35. Section 4.7.3.1. It is not clear if the hot channel factors were used in the determination of the ONB power. Please clarify.
36. Table 4-28. Define the parameter margin to incipient boiling.
37. Section 9.4. Please provide an analysis of storage of LEU fuel in the in-pool storage racks that shows that TS 5.3 will be met.
38. Please propose license possession limits for the reactor conversion. Please provide the following possession limits and any other changes needed:

amount of U-235 of enrichment less than 20 % possessed in the form of LEU fuel elements; amount of U-235 of any enrichment needed in connection with operation of the facility and the form of the material (e.g., fission chambers, flux foils, fueled experiments);

amount of U-235 of any enrichment in the form of the existing HEU fuel elements until that core is removed from site.
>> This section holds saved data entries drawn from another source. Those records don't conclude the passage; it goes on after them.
PR #129, opened 2021-01-05
Add dependabot config

MikeGoldsmith:
Checks weekly and updates @honeycombio/integrations-team.

### DIFF
--- a/.github/dependabot.yml
+++ b/.github/dependabot.yml
@@ -6,7 +6,7 @@
 version: 2
 updates:
   - package-ecosystem: "bundler" # See documentation for possible values
-    directory: "/" # Location of package manifests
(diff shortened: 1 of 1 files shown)


martin308 (commented):
This is probably worth having to be consistent with the other repos. I'm not sure how much value we will get out of it though as we use the gemfiles in the gemfiles directory and we purposely don't check in lock files for those. 

Maybe we should set the directory property to gemfiles and see what happens?

MikeGoldsmith:
Yeah, sure - lets give that a try 👍

robbkidd:
Rebased branch to latest `main`.

robbkidd (approved):
Let's give it a whirl!

a cyberman dancing

PR #132, opened 2021-01-07
Add test case for 5xx response

vreynolds:
* adding back test coverage introduced in https://github.com/honeycombio/beeline-ruby/pull/123
* #123 was reverted so we can continue to release a non-major version off main


robbkidd (approved):
copies of tests

PR #134, opened 2021-01-07
Ensure status_code is set on the event, when there is an exception

vreynolds:
This brings back the change from #123 

* this will ensure status_code is always set on the event, even when it's a 4xx and 5xx response
* without additional work this will remove error and error_detail from event in those cases, making this a breaking change


MikeGoldsmith:
We’re going to close this for now. Feel free to re-open, if it’s still relevant.

PR #141, opened 2021-01-25
expand on the Rails 5.2 example

robbkidd:
### add a background job so the app pokes itself routinely
+ adds Sidekiq as the background job engine
+ adds sidekiq-cron to be able to schedule background jobs thereby causing the app to generate slightly interesting events to ship out to Honeycomb without human interaction with the app

+ adds a SchedulePokes job to put poking jobs on the queue
+ adds a PokeJob to perform an HTTP client request to the app
+ adds Faraday to use as the client for HTTP requests which will take advantage of the Faraday instrumentation to report data about the request

+ adds Honeykiq, a community-maintained library for instrumenting Sidekiq jobs
+ add a scheduled job to run Honeykiq's periodic reporter to collect Sidekiq stats

### make running the whole thing easier
+ add a Dockerfile to build a local image of the Rails app
+ arrange the Gemfile to retrieve the Beeline from RubyGems when building and running in Docker because the container will not have access to the filesystem two directories above here where the Beeline library lives in this repository

+ add a docker-compose config for running the multiple services:
    - the Rails web process
    - the Sidekiq job runner(s)
    - a Redis instance (dependency of Sidekiq)
    - a Squid proxy (to demonstrate proxy config via env vars and the reverse proxy back to network-isolated web app)

+ update the Honeycomb Rails initializer to demonstrate getting Honeycomb config values from environment variables


examples/rails52/.proxyconfig/htpasswd
```diff
@@ -0,0 +1 @@
+pxuser:$apr1$wr8E9m1.$Jyz5NrKJf7I3x19a2NYgH0
```
vreynolds, line 1: Is this a fake password?

robbkidd: Yep! This is for the `pxuser` used for authenticated forward proxying that is [set in the docker-compose.yml](https://github.com/honeycombio/beeline-ruby/pull/141/files#diff-191eb201a4025ad4612d188098339ec4c44e8ca770a4fe8aae539ef731c5da06R14). It is only used there in this wee standalone environment and not a _secret_ secret.

partounian:
Thanks for this! Definitely going to use recommendations to setup instrument sidekiq

vreynolds:
After `docker-compose up`, things _seem_ to be done but when I try to visit http://localhost:3000/ I keep getting 
```
ActiveRecord::PendingMigrationError (
 Migrations are pending. To resolve this issue, run:
         bin/rails db:migrate RAILS_ENV=development
```

paulosman (approved):
Tried it out and it worked :)

vreynolds:
My computer is allergic to rails 😢

robbkidd:
@vera Do you get past that error if you run `docker-compose up --build` instead to trigger a rebuild of the Rails app image? Could be there's a krufty previous image on your laptop. If that works, maybe I'll include the `--build` switch in the README steps because I've been including it just about every time I spin things up to make sure I'm using any of the latest edits.

vreynolds:
@robbkidd `docker-compose up --build` didn't fix it, but I can run `RAILS_ENV=development rake db:migrate` inside the rails container to get it to work. Are migrations supposed to run as part of container start?

robbkidd:
Yes! Migrations need to run, but it took be a great long time to realize why I hadn't needed to in a long while and why you did.

I've run the app locally on my laptop at least once
... which produced a `development.sqlite3` file locally with the migrations applied
... which has been included in every build of my local Rails app images ever since.

🤦 

I've just added the creation and migration of the database to the image build. Should be good enough for running this example. (No running multiple web containers then yet, though.)

vreynolds (approved):
🏅

PR #150, opened 2021-06-07
Switch from Thread to RequestStore

nvolker:
### Summary
Goodday my fellow tracing enthusiastic!

I noticed that the beeline is making use of `Thread.current` as its' context storage solution for the life of the request. During my time in the Ruby on Rails weeds, I've been exposed to some oddities and unreliabilities whilst using `Thread.current`. So, I have returned to offer a discussion in the form of a pull request. Unfortunately, I do not have any examples as I last debugged the beeline several months ago.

39. Sections 13.2 and 13.4. What is the maximum amount of positive rapid reactivity and slow insertion (up to a maximum of the allowed excess reactivity) that can be added to the LEU fueled reactor without exceeding the proposed safety limit?
40. Section 13.4. Was reactivity introduced by the flooding or voiding of an experiment located in the irradiation facility considered? Is that a viable accident (it was evaluated in NUREG-1283 for the 1988 license renewal)? If not, please explain. If so, please provide an analysis.

The following questions are related to technical specifications, compliance is required by regulations contained in 10 CFR 50.36:

41. TS 4.4.d. There are proposed modifications to TS 4.4.d to change fuel inspection requirements from periodic inspection of representative fuel plates to representative fuel assemblies. What will the fuel assembly inspection consist of and how will this inspection help ensure fuel cladding integrity? TS 4.3.d requires monthly analysis of primary coolant.

Is this analysis used as an indicator of fuel cladding integrity? If not, can the analysis be adapted for such purpose?

42. Section 14, TS 4.4. Section 4.1 footnotes and Table 4-1 indicate a change in the alloy of aluminum to 6061. Please clarify the following sentence: "No new alloys will be introduced into the reactor as a result of conversion from HEU to LEU fuel."